(Dataset entries)
========
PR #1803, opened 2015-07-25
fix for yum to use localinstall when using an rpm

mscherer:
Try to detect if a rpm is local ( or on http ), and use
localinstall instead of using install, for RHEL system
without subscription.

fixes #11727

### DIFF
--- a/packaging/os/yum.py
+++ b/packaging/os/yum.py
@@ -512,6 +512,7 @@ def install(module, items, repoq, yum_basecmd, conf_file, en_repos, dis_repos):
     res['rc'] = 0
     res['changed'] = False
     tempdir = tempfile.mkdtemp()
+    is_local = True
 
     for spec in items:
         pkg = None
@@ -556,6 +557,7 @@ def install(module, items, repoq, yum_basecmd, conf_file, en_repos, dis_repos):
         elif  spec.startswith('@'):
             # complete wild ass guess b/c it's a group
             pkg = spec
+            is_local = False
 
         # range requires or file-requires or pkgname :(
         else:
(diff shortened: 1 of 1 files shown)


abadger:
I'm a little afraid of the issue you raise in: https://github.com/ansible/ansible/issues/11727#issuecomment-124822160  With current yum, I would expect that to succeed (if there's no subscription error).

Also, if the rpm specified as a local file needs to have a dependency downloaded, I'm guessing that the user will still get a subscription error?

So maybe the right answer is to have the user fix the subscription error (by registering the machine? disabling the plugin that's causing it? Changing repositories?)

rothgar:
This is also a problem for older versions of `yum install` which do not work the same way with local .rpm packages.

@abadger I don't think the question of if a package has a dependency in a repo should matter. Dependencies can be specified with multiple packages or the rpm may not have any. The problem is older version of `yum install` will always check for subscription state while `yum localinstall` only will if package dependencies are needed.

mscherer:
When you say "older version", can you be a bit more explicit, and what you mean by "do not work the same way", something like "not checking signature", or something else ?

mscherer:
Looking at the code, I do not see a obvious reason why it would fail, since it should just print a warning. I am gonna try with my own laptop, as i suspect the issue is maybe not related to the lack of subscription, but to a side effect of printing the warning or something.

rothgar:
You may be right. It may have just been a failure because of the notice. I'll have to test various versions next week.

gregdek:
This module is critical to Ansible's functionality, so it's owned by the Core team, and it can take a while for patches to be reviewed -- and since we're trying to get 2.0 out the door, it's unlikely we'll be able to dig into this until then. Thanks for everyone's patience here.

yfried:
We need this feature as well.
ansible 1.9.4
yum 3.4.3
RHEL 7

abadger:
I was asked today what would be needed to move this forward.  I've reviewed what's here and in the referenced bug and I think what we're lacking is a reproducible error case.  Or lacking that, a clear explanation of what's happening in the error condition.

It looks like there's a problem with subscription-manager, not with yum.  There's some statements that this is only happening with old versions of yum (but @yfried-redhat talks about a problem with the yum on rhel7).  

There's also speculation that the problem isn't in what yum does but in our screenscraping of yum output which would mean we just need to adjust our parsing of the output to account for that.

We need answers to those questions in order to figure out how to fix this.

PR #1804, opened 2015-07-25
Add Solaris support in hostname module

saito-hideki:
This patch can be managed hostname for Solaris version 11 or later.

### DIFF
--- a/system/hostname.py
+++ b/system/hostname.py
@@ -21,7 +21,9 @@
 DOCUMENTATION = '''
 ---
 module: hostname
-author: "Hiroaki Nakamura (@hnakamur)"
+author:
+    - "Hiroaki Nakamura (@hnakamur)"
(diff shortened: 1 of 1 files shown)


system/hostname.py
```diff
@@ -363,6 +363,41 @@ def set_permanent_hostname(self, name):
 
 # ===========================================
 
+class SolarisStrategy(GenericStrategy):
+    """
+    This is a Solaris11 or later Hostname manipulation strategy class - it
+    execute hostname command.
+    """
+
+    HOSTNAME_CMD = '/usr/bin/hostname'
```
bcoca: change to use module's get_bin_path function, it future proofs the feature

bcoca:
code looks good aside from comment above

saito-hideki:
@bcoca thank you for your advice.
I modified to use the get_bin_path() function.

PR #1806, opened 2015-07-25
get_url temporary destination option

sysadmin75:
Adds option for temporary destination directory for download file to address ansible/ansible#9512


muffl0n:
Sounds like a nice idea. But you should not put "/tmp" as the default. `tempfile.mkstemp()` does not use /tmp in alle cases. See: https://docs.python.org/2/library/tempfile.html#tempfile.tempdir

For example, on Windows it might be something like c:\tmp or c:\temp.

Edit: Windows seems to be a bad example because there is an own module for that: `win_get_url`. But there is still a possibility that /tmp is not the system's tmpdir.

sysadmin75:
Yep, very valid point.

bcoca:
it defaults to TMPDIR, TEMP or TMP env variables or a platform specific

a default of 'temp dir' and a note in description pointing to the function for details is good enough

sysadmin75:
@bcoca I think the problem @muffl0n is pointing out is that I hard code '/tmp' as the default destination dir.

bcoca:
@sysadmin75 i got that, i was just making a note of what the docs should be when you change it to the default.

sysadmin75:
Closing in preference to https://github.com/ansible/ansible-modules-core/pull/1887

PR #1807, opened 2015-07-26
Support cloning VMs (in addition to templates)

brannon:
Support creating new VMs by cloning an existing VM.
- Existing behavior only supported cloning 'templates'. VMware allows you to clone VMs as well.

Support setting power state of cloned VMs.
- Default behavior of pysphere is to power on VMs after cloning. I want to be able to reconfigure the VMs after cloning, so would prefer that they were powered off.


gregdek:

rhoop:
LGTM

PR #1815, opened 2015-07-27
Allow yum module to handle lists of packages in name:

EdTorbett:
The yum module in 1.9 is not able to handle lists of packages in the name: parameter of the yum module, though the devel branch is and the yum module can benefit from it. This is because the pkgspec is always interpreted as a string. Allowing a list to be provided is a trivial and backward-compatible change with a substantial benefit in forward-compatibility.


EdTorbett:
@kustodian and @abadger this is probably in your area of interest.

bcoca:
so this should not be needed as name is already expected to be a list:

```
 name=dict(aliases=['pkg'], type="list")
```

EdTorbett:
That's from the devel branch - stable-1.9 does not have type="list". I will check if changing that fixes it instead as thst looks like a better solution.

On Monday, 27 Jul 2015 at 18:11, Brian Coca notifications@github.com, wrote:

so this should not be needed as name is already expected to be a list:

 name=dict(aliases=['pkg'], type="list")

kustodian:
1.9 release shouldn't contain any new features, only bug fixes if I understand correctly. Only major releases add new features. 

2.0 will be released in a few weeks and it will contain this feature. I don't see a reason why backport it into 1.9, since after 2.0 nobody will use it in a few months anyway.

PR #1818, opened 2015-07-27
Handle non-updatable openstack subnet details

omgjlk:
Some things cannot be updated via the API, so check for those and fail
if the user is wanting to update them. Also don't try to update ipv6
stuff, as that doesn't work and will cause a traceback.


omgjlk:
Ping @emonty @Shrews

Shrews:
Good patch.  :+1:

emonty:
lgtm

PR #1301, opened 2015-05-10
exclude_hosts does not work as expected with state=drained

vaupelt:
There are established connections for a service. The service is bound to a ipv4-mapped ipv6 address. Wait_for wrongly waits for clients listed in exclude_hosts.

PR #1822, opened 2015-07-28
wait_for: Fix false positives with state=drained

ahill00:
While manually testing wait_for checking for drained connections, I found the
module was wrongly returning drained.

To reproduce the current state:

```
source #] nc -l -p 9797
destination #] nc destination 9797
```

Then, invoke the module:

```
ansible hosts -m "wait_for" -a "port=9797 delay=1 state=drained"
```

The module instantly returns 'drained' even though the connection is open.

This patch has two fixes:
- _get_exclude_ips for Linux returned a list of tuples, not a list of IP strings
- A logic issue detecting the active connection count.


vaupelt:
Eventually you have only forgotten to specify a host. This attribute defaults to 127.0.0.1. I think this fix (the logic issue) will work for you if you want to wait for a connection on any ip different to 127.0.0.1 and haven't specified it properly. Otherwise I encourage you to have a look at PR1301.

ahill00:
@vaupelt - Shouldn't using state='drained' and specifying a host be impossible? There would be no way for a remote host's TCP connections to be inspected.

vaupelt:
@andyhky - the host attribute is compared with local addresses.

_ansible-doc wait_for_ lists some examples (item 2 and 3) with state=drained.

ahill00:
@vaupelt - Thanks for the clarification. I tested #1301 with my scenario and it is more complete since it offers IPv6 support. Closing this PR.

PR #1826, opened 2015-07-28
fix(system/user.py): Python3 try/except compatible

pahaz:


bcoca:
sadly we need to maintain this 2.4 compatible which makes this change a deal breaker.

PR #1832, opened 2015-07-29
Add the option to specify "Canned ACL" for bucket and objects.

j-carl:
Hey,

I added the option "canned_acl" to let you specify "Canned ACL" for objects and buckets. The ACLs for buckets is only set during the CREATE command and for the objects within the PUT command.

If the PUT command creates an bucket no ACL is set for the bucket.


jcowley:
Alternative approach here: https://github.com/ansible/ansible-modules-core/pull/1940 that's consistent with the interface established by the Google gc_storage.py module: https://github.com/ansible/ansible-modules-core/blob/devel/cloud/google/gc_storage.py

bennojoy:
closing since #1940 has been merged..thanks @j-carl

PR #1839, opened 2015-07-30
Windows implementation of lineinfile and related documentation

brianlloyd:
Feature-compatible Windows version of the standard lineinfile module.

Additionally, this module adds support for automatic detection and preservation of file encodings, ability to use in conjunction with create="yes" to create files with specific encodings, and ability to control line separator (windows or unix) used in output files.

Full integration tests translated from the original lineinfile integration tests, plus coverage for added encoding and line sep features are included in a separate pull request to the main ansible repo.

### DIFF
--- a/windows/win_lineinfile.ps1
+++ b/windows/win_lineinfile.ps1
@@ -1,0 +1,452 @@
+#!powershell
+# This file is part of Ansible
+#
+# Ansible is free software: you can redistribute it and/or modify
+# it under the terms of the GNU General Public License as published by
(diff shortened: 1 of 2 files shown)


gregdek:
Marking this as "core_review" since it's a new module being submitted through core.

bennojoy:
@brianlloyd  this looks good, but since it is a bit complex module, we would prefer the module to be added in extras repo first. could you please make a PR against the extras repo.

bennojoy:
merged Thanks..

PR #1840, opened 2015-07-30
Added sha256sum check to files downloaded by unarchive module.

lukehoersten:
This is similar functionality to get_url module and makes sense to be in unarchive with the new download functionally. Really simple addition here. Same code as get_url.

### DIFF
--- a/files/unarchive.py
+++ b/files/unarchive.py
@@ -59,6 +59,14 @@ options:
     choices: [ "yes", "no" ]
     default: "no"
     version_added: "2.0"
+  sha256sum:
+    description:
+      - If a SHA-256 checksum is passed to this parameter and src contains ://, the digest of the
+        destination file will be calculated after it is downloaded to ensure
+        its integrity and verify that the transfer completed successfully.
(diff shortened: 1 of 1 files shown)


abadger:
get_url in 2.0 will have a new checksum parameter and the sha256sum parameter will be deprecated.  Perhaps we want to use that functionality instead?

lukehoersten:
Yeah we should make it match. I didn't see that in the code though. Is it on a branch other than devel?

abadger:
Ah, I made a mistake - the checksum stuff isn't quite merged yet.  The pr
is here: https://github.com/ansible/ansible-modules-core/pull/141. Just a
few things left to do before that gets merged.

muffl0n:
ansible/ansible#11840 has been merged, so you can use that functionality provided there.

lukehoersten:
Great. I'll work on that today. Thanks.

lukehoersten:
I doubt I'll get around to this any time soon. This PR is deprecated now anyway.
========
* _EXERCISE DESCRIPTION_: Check each line of the records for the word "because", and show the lines that contain it.

* _YOUR SOLUTION_:
You may be right. It may have just been a failure because of the notice. I'll have to test various versions next week.
Edit: Windows seems to be a bad example because there is an own module for that: `win_get_url`. But there is still a possibility that /tmp is not the system's tmpdir.
The yum module in 1.9 is not able to handle lists of packages in the name: parameter of the yum module, though the devel branch is and the yum module can benefit from it. This is because the pkgspec is always interpreted as a string. Allowing a list to be provided is a trivial and backward-compatible change with a substantial benefit in forward-compatibility.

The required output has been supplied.